#### LISTED RECORDS ####
PR #2, opened 2017-01-17
Feature+multilinetask

baszoetekouw:
Fix selection bar when a task is split over multiple lines

### DIFF
--- a/draw.pl
+++ b/draw.pl
@@ -80,7 +80,7 @@ sub draw_report_line {
   my ($x, $t, $cp, $str);
   $x = 0;
   my $task_is_selected = ( $taskid2report[$report2taskid[$i]]==$task_selected_idx );
-  audit(sprintf("draw_report_line: i=%d, r2t=%d, r2t2r=%d, selected=%d, is_selected=%d", 
+  &audit(sprintf("draw_report_line: i=%d, r2t=%d, r2t2r=%d, selected=%d, is_selected=%d", 
     $i, $report2taskid[$i], $taskid2report[$report2taskid[$i]], $task_selected_idx, $task_is_selected));
   if ( $mode eq 'with-selection' and $task_is_selected ) {
     $report_win->attron(COLOR_PAIR($COLOR_SELECTION));
--- a/draw.pl
+++ b/draw.pl
@@ -79,12 +79,15 @@ sub draw_report_line {
   my ($i,$line,$mode) = @_;
   my ($x, $t, $cp, $str);
   $x = 0;
-  if ( $mode eq 'with-selection' && $i == $task_selected_idx ) {
+  my $task_is_selected = ( $taskid2report[$report2taskid[$i]]==$task_selected_idx );
+  audit(sprintf("draw_report_line: i=%d, r2t=%d, r2t2r=%d, selected=%d, is_selected=%d", 
+    $i, $report2taskid[$i], $taskid2report[$report2taskid[$i]], $task_selected_idx, $task_is_selected));
+  if ( $mode eq 'with-selection' and $task_is_selected ) {
     $report_win->attron(COLOR_PAIR($COLOR_SELECTION));
     &set_attron($report_win,$selection_attrs);
   }
   for $t (0 .. $#{ $report_tokens[$i] } ) {
-    if ( $mode eq 'without-selection' || $i != $task_selected_idx ) {
+    if ( $mode eq 'without-selection'  or not $task_is_selected ) {
       my $fg = $report_colors_fg[$i][$t];
       my $bg = $report_colors_bg[$i][$t];
       $cp = &get_color_pair($fg,$bg);
@@ -95,7 +98,7 @@ sub draw_report_line {
     my $tok = $report_tokens[$i][$t];
     $report_win->addstr($line,$x,$tok);
     &set_attroff($report_win,$report_attrs[$i][$t]);
-    if ( $mode eq 'without-selection' || $i != $task_selected_idx ) {
+    if ( $mode eq 'without-selection' or not $task_is_selected ) {
       $report_win->attroff(COLOR_PAIR($cp));
     }
     $x += mbswidth($tok);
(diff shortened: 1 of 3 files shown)


scottkosty:
Thanks for this useful feature! I have been testing it and like it a lot. I think we need to be careful with making this the default behavior. My guess is that most VIT users would like this to be the default behavior, but I would like for the transition to be smooth.

First, let me explain why I think some (I would guess a minority) VIT users would prefer the current VIT behavior. If you select an annotation in VIT and press "D", it deletes the selected annotation. Further, I'm planning to introduce support for executing commands on annotations (e.g. with "o").  Although I would like to introduce it in an abstract way, I have taskopen <https://github.com/ValiValpas/taskopen> in mind. If taskopen is executed on a task with more than one annotation that matches a taskopen regex, taskopen asks which annotation you would like to process. Implementing behavior that allows you to run taskopen directly on a selected task would allow the user to skip this extra step.

I believe that most VIT users would prefer the behavior introduced by your patch. And that is why I would like to transition to that as the default.

Ideally, we would expose both behaviors simultaneously to users, so that they could easily switch between selecting tasks and selecting annotations. I wonder if we can rely on Vim for some inspiration. Using jk navigates logical lines in Vim, which is consistent with your patch. Currently, VIT behavior more like Vim's gj, gk, which navigate by screen line. I think this is similar to VIT's current behavior. So perhaps we could experiment with having your patch as the default behavior, and then if a user wants to select an annotation, they can do "gj" and "gk" to navigate among annotations. What do you think about this basic idea? We would want to think about the details, and probably trial and error is the only way to get something that feels right. For example, if the user is on the last annotation of a task, when they press "gj" I guess it should move to the first annotation of the next task?

I think we should consider two possible approaches:

Approach 1: introduce your patch as an opt-in setting (via vitrc) for VIT 1.3, and mention in our release notes that for the release of VIT after this one (that is, VIT 1.4), the option will be turned on by default.

Approach 2: implement the "gj", "gk" approach I outline above.

What are your thoughts?

I have been testing and found some minor bugs with your patch (or they expose bugs that were already present, but hidden, in VIT), which I list below. VIT has many such minor bugs already so I am in some sense being unfair in asking for a polished patch when VIT is far from polished, but hopefully we can eventually make VIT a bit more polished.

1. H does not work for me if the first line on the screen is an annotation.
Do you think the expected behavior is that VIT selects the first whole task that is shown or that it selects the task associated with the annotation? If the second, then a screen redraw would be necessary, which might feel a little jumpy to the user. But I really don't know what most users would expect.

2. If I scroll down a few tasks (just enough to force a redraw of the next tasks), and then back up to the start of my task list, the last task in my list is drawn as the first. Can you reproduce?

3. I have some problems when using search. For tasks with many (e.g. 15) annotations, when I get to them in the search results, they are not highlighted. Can you reproduce?

4. I came across unexpected behavior when scrolling up when on my screen the first line was of an annotation.
Suppose I have the following drawn on the screen:
--line 1 of my screen: second line of task 40
--line 2 of my screen: first line of task 62
If I currently have task 62 selected, if I press 'k', I get the following:
--line 1 of my screen: first line of task 15
--line 2 of my screen: second line of task 15
--line 3 of my screen: first line of task 40
--line 4 of my screen: second line of task 40
--line 5 of my screen: first line of task 62
task 40 was correctly selected, but I did not expect task 15 to be shown.

5. On a quick test of "filter" (using the "f" keybinding), the initial selection was not drawn. A simple 'j' or 'k' gets the selection back.

6. The help needs to be changed accordingly. For example, currently the help for "j" says "move down one line". We might want to wait on updating the help until we agree on what to do for 1.3.

Once we discuss a bit, I think the next step is to see if djp (IRC handle) is willing to join the discussion and help us test. Finally, we can take it to the users and get feedback from them. We don't have a mailing list, but I have the email address of several VIT users and testers. They are a valuable resource that we should involve in this feature.

Finally, let me give a personal thank you! Although I'm hesitant to change the default behavior of VIT for 1.3, I have no doubt that I will personally be using this feature. I don't use "D" to delete annotations.

scottkosty:
In testing, I discovered another reason why the current behavior of VIT is useful to me: the color of the task. Sometimes I want to know the color of the task that is selected. One way to get this is to move the selection away quickly (just a quick "j" or "k"), but I use a script where I process tasks one at a time in VIT (this helps me focus). And because there is always a selection, I cannot move it away.

Other than that, testing has gone well and I don't have any further bugs to report. I like it!

scottkosty:
Another comment: when marking a task as done, I think it would look better to flash the entire selection. Currently, only the "task part" (i.e. not the annotations) are flashed. I think this is done in
flash_current_task().

I just give this comment in case you agree and if it looks easy to fix. If not, then don't worry about it.

scottkosty:
If the last task in VIT's display has an annotation, if the task is selected and I press down again (which should be a noop), if I press up, nothing happens. On a second up, the selection correctly moves up a task. Can you reproduce?

baszoetekouw:
While testing further, I came across a nasty bug: the current patch assumes all tasks have a taskid.  But that's obviously not the case for completed or deleted tasks, so when trying to display those, vit will crash...
I think there is a way to work around this, but it requires changing the input parsing and lookup logic, so I need to spend some time getting this right...

scottkosty:
> While testing further, I came across a nasty bug: the current patch assumes all tasks have a taskid. But that's obviously not the case for completed or deleted tasks, so when trying to display those, vit will crash...

Ah yes, the ideal patch might be to use UUIDs internally, instead of relying on task IDs. Moving to UUIDs would help with a few issues in VIT. For example, see
https://bug.tasktools.org/browse/VT-17
https://bug.tasktools.org/browse/VT-14
If you thought it would help, I might spend some time (but not sure when) on moving from task IDs to UUIDs. Let me know.

> I think there is a way to work around this, but it requires changing the input parsing and lookup logic, so I need to spend some time getting this right...

OK. I'm thinking of moving forward with 1.3beta, and hopefully getting 1.3 out soon. This feature is useful enough that when it is ready we could go to beta quickly in the 1.4 cycle. Do you think that sounds like a good plan? I will look at the other pull requests. Do any of them depend on this one?

> While I'm at it, I should also be able to address the other issues you raise. I think definitely that being able to select individual annotations would be a nice feature; I should be able to add that without too much trouble.

Great!

baszoetekouw:
> Ah yes, the ideal patch might be to use UUIDs internally, instead of relying on task IDs. Moving to UUIDs > would help with a few issues in VIT. For example, see
> https://bug.tasktools.org/browse/VT-17
> https://bug.tasktools.org/browse/VT-14
> If you thought it would help, I might spend some time (but not sure when) on moving from task IDs to  UUIDs. Let me know.

That would make sense, actually.  I'm just not sure how much work it would be; taskwarrior doen't output the uuids by default after all, so we would need to change the output format of the reports for vit.  It might make more sense to use ```task export``` or something like that instead.  

> OK. I'm thinking of moving forward with 1.3beta, and hopefully getting 1.3 out soon. This feature is useful enough that when it is ready we could go to beta quickly in the 1.4 cycle. Do you think that sounds like a good plan? 

Yeah, that's fine.  That would give us some more time to think about how to deal with the issues mentioned above,  

> I will look at the other pull requests. Do any of them depend on this one?

I don't think there are any dependencies.

scottkosty:
> That would make sense, actually. I'm just not sure how much work it would be; taskwarrior doen't output the uuids by default after all, so we would need to change the output format of the reports for vit. It might make more sense to use task export or something like that instead.

I see. Yes this would take some time.

> I don't think there are any dependencies.

OK I'll look at them in the next few days.

scottkosty:
Note that this PR will fix #18.

thehunmonkgroup:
####
Search the entries for "above" and copy out each line that has it.

RESULT OF THE EXERCISE.
Approach 2: implement the "gj", "gk" approach I outline above.
Yeah, that's fine.  That would give us some more time to think about how to deal with the issues mentioned above,  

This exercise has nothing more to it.